| Science briefs 04/09/2001 Pandas in peril
The Wolong Nature Reserve in China, set up to protect endangered giant pandas, has failed to provide a good home for them, a new study shows.
Panda habitat has disappeared more quickly inside the reserve than outside since its establishment in 1975, reports a team led by Jianguo Liu of Michigan State University.
In the current issue of Science, Dr. Liu and colleagues describe how forests inside Wolong have fragmented as the local human population exploded. In 1975, 2,560 people lived inside the reserve; in 1995, their families had grown so that residents numbered 4,260. Their farming and other activities have destroyed panda habitat, Dr. Liu's team wrote.

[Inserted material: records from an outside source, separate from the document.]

PR #674, opened 2025-07-13
chore: replace Subtype.map_ne

Ruben-VandeVelde:
As suggested by Jireh in https://github.com/leanprover-community/mathlib4/pull/27012


kbuzzard:
Thanks!

PR #693, opened 2025-08-11
feat: WeierstrassCurve.n_torsion_dimension

hanwenzhu:
This PR proves a simple theorem in EllipticCurve/Torsion.lean

(The proof was found by Seed-Prover at its lightweight setting and then manually minimized by me.)

### DIFF
--- a/FLT/EllipticCurve/Torsion.lean
+++ b/FLT/EllipticCurve/Torsion.lean
@@ -52,8 +52,85 @@ theorem group_theory_lemma {A : Type*} [AddCommGroup A] {n : ℕ} (hn : 0 < n) (
 -- I only need this if n is prime but there's no harm thinking about it in general I guess.
 -- It follows from the previous theorem using pure group theory (possibly including the
 -- structure theorem for finite abelian groups)
+
+/- Start of proof attempt -/
+lemma round1_h1 (k : Type u) [Field k] (E : WeierstrassCurve k) (n : ℕ) (hn : (n : k) ≠ 0) : 0 < n := by
+  by_contra h2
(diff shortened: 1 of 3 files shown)


FLT/EllipticCurve/Torsion.lean
```diff
@@ -53,7 +53,15 @@ theorem group_theory_lemma {A : Type*} [AddCommGroup A] {n : ℕ} (hn : 0 < n) (
 -- It follows from the previous theorem using pure group theory (possibly including the
 -- structure theorem for finite abelian groups)
 theorem WeierstrassCurve.n_torsion_dimension [IsSepClosed k] {n : ℕ} (hn : (n : k) ≠ 0) :
-    ∃ φ : E.n_torsion n ≃+ (ZMod n) × (ZMod n), True := sorry
+    ∃ φ : E.n_torsion n ≃+ (ZMod n) × (ZMod n), True := by
```
alreadydone: The statement should probably be changed to `Nonempty (E.n_torsion n ≃+ (ZMod n) × (ZMod n))` (same for the previous one)

hanwenzhu: @alreadydone or maybe change it to a `def`? I'm a little hesitant to change the statement myself because they weren't written by me, and I don't completely understand the context.

alreadydone: I don't think there's a canonical isomorphism so wrapping it in Nonempty seems more appropriate :)

hanwenzhu: The code is changed as suggested. Thanks!

Issue #243, opened 2024-11-26
Proof that L (x)[K] A_K^f = A_L^f


kbuzzard:
Base change of finite adeles of K is topologically and algebraically isomorphic to finite adeles of L. Can't even state this yet because we need continuous algebra equivs (see

maddycrim:
claim

kbuzzard:
@maddycrim I put some more details on my proposed proof in the LaTeX file in my branch `kbuzzard-adele-refactor`, currently a WIP PR #399 while we wait for the finite adele refactor to hit mathlib. If you know a better proof then I'm happy to change plan here. The reason I'm pinging you is that Javier Lopez had been working on this but now he got a new job and has no time to work on it any more :-/ His work is pushed in WIP PR #416 and there are still plenty of sorrys.

kbuzzard:
I now think that the way to do this is to prove 
(a) tensoring with a finite module commutes with restricted products
(b) some general nonsense about restricted products.

I think (a) follows from
(a1) tensoring with a finite module commutes with arbitrary products;
(a2) tensoring with a finite module commutes with filtered colimits.

These statements need to be formalized.

PR #697, opened 2025-08-14
Mostly finish showing that adele base change map is an isomorphism

matthewjasper:
Reduces bijectivity of FiniteAdeleRing.baseChangeAlgEquiv to a result about tensor products commuting with restricted products.

Most of #243


kbuzzard:
Thanks so much for this. I feel like you know this part of the FLT library better than me!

If the well-funded Wolong reserve home to 10 percent of all wild giant pandas cannot succeed, then other conservation efforts may fare even worse, the scientists added.
Alexandra Witze
Disease on the move
A disease may have hitchhiked across the New World in the bodies of humans as long as 10,000 years ago.
New research suggests that the fungus that causes valley fever spread from Texas to South America as humans migrated there, says an international team of scientists led by John Taylor of the University of California, Berkeley.
The fungus, Coccidioides immitis, thrives in arid soils of the U.S. Southwest. Breathing fungus-laden dust can make people sick with flulike symptoms or pneumonia. The disease can be fatal.
New genetic studies, reported in the current Proceedings of the National Academy of Sciences, discovered that among a variety of fungus samples, those from Texas and South America were most similar to each other. Because earlier work had shown that the fungus originated in North America, it must have migrated southward from Texas, the researchers wrote.
Alexandra Witze
Disappearing toads
Researchers studying the decline of western toads in Oregon's Cascade Range have linked a series of seemingly unrelated events: warm weather patterns over the South Pacific, less rainfall in the Pacific Northwest, ultraviolet radiation and a funguslike pathogen.
The team found that unusually dry winters caused by El Niño weather patterns meant that ponds in which toad embryos mature had less water, making them more vulnerable to both radiation and the destructive pathogen. The study appears in last week's Nature.
The scientists "have identified, for the first time, a complete chain of events whereby large-scale climate change leads to high mortality in a declining population," said ecologist J. Alan Pounds at the Golden Toad Laboratory for Conservation in Costa Rica.